Clagett Farm, once known as Navajo, is a 285 acre working farm located in Upper Marlboro, Maryland.
It is owned and operated by the Chesapeake Bay Foundation.

==History==
Thomas Clagett, of the plantation known
as Weston, was one of the largest landholders in the Marlboro area. Thomas Clagett purchased this tract, 822 acres of
Bealls Chance, Green Spring, etc., in equity from the representatives of John E.
Berry in 1831. Along with additional lands acquired at about the same time,
Thomas Clagett created two plantations, The Cottage and Strawberry Hill,
totaling approximately 1,000 acres. Thomas conveyed The Cottage to his second
son, Charles, at the time of his marriage to Mary Mullikin in 1846.

Charles Clagett produced tobacco, livestock and
wool until after the Civil War when he gave up tobacco and focused on
livestock production. In addition to farming, Charles Clagett served for
twenty years as a judge of the County Orphans Court.

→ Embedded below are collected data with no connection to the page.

PR #1359, opened 2026-07-15
added logs to sap rfc task

winiar93:
## Summary
Closes: [4553](https://github.com/dyvenia/werfen-project/issues/4553)

Add detailed logging to the `sap_rfc_to_df` task to improve observability and ease debugging of failed Prefect flow runs.

## Importance

The task previously provided minimal insight into what was happening during execution, making it hard to diagnose failures or performance issues.
This PR adds:
- Logging of the query after dynamic date parsing
- Measure time around sap query / download step
- Row / column counts
- A `try/except` block around the query execution and data fetch
- DataFrame shape and memory usage after conversion from Arrow to pandas

image

image

These changes make it significantly easier to pinpoint where and why a flow run failed

## Checklist

This PR:

- [x] links the relevant issue with the `Closes #<issue_number>` phrase (the "why")


trymzet:
@winiar93 seems like most/all of these should be added to the connector? The Prefect tasks/flows are supposed to be minimal wrappers around the connectors (so actually this task is already far too complicated for what it's doing, as it should just be calling `sap.to_df()`).

winiar93:
> @winiar93 seems like most/all of these should be added to the connector? The Prefect tasks/flows are supposed to be minimal wrappers around the connectors (so actually this task is already far too complicated for what it's doing, as it should just be calling `sap.to_df()`).

ok, code adjusted. Logs moved to source class

src/viadot/sources/sap_rfc.py
```diff
@@ -790,12 +809,24 @@ def to_df(self, tests: dict | None = None) -> pd.DataFrame:  # noqa: C901, PLR09
                 for col in client_side_filter_cols_aliased
                 if col not in self.select_columns_aliased
             ]
+            if cols_to_drop:
+                self.logger.debug(
+                    f"Dropping helper column(s) used only for client-side filtering: {cols_to_drop}."
```
Rafalz13: I'm not sure if `client-side` is correct. It can be anything - not only client-side

Rafalz13 (commented):
You mention a list of columns in loggers a few times. Is that needed?

src/viadot/sources/sap_rfc.py
winiar93: Adjusted, done

winiar93:
> You mention a list of columns in loggers a few times. Is that needed?

Yes, I think its usefull, they are short, so they won't fload the logs.
For me, now, it's much easier to understand what is going on.

Rafalz13 (approved):

PR #7312, opened 2017-11-13
Fix Issue 17585 -  Wrong error message for deprecated overrides

RazvanN7:


ghost (approved):

src/ddmd/dsymbolsem.d
```diff
@@ -4744,9 +4744,9 @@ private extern(C++) final class DsymbolSemanticVisitor : Visitor
             if (funcdecl.isOverride)
             {
                 if (funcdecl.storage_class & STCdisable)
-                    funcdecl.deprecation("overridden functions cannot be annotated @disable");
+                    deprecation(funcdecl.loc, "overriding function %s cannot be annotated @disable", funcdecl.toPrettyChars);
```
JinShil: I think these messages should use a different tense:  "overridden function..." instead of "overriding function...".

JinShil (changes requested):

src/ddmd/dsymbolsem.d
JinShil: Also, surround %s with tick marks (`).

JinShil (changes requested):

src/ddmd/dsymbolsem.d
JinShil: Furthermore, the problem described in the issue is not about the `@disable` attribute, but deprecation. I think the error message should instead be "overridden function ``%s`` cannot be deprecated", but a more general "overridden functions cannot be deprecated" may be even better.

RazvanN7: I am not a native English speaker but isn't overridden used for the function that is being overridden and overriding for the one that overrides?

> Furthermore, the problem described in the issue is not about the @disable attribute, but deprecation

Yes, it solves that one too. But the error regarding disabled was also wrong, so I tried to solve that one too.

> I think the error message should instead be "overridden function %s cannot be deprecated"

That's what it says except that I used overriding.

JinShil: > ...isn't overridden used for the function that is being overridden and overriding for the one that overrides?

Ah, I see what you meant. In that case it should say "The overriding function ``%s`` cannot be ...".  Without the "The", you're telling the user **that the action of** overriding function xx cannot be annotated with @disable, which is a weird thing to say.  Actually, it can be interpreted either way, so at a minimum, prepend the article to disambiguate.

> Yes, it solves that one too. But the error regarding disabled was also wrong, so I tried to solve that one too.

Ok, I understand.  

These would be correct:
"the overriding function ``%s`` cannot be annotated with ``@disable``"
"the overriding function ``%s`` cannot be marked as deprecated"
It still sounds a bit weird due to the overloaded uses of "override" in the English language.

I would prefer something like:
"``%s`` cannot be annotated with ``@disable`` because it is overriding a function in the base class"
"``%s`` cannot be marked as deprecated because it is overriding a function in the base class"

I am a native English speaker, but that doesn't make me an authority on the subject.

RazvanN7: I see. Thanks for the explanation.

> I would prefer something like:
"%s cannot be annotated with @disable because it is overriding a function in the base class"
"%s cannot be marked as deprecated because it is overriding a function in the base class"

Indeed it does sound better that way.

RazvanN7: Done. Thanks!

JinShil (approved):

src/ddmd/dsymbolsem.d
```diff
@@ -4744,9 +4744,13 @@ private extern(C++) final class DsymbolSemanticVisitor : Visitor
             if (funcdecl.isOverride)
             {
                 if (funcdecl.storage_class & STCdisable)
-                    funcdecl.deprecation("overridden functions cannot be annotated @disable");
+                    deprecation(funcdecl.loc,
+                                "`%s` cannot be annotated with @disable because it is overriding a function in the base class",
```
ZombineDev: In general, all code snippets in error messages must be surrounded by back-ticks, in order to get syntax highlighting.
Please also add back-ticks around `@disable` and `deprecated`.

PetarKirov (approved):
Looks good, apart from one minor comment.

src/ddmd/dsymbolsem.d
RazvanN7: Indeed, thanks!

RazvanN7:
That's odd. I just added backticks in the error message and now I have 2 tests failing when phobos is tested.

ZombineDev:
> That's odd. I just added backticks in the error message and now I have 2 tests failing when phobos is tested.

Indeed. I've restarted the failing tests to see if the issue is persistent, as I also see no reason for the failures.

RazvanN7:
@ZombineDev It seems that the restart fixed it.

ZombineDev:
Interestingly enough, the issue was reproduced on TravisCI: https://travis-ci.org/dlang/dmd/jobs/302878738#L3544 so it doesn't seem like a coincidence.

Perhaps @jercaianu could look into it as he's probably the most familiar with the test.

BBasile:
It may be worth targeting stable (for 2077.1). There's been another report today: https://issues.dlang.org/show_bug.cgi?id=17585

ZombineDev:
@RazvanN7 The phobos fix is now merged, so please rebase so we can get TravisCI green.

RazvanN7:
@ZombineDev Done. Thanks!

ZombineDev:
@JinShil you can now add the `auto-merge` tag 🎉

JinShil:
Thanks @ZombineDev for affording me the honors.  My first merge.  It's a proud day.   :smile:

ZombineDev:
@JinShil congratulations!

Around 1880, the Ingleside
and Navajo farms were set aside for two of Charles' sons on the
adjoining property.
Upon his death in 1894, the farm and The Cottage passed to his younger son, William B. Clagett, whom Charles had previously provided with adjoining property for his
home and farm known as Navajo. William continued to reside at Navajo, and Navajo was leased to a tenant farmer.

==20th century==
For most of the 20th century, the farm would continue to be leased. Upon the death of William in 1911, Navajo farm passed to his son, Charles, and his daughter, Marguerite. After the
death on July 7, 1972 of Charles, who lived and worked in Baltimore as a wealthy lawyer, Navajo was conveyed to the Chesapeake Bay Foundation as a center for environmental education. The 283 acre working farm, formerly known as Navajo, was bequeathed to the Chesapeake Bay Foundation along with $600,000 in 1981 by the estate of Charles Clagett, who made it clear in his will that he wanted the place used for educational purposes.

==Chesapeake Bay Foundation==
Clagett Farm produces over 60,000 pounds of vegetables (and some fruit) each year. The farm strives to use sustainable techniques in farming. Clagett Farm also stresses the vegetable production plan, From the Ground Up, a joint effort by the Chesapeake Bay Foundation and the Capital Area Food Bank to raise a variety of produce and provide food to people of all income levels. Clagett Farm is noted for distributing free or reduced priced produce for the underserved communities in Washington, D.C. Forty percent is distributed free to non-profit organizations including Melwood Women Shelter and Capital Area Food Bank. The other sixty percent is sold to shareholders in the Community Supported Agriculture program.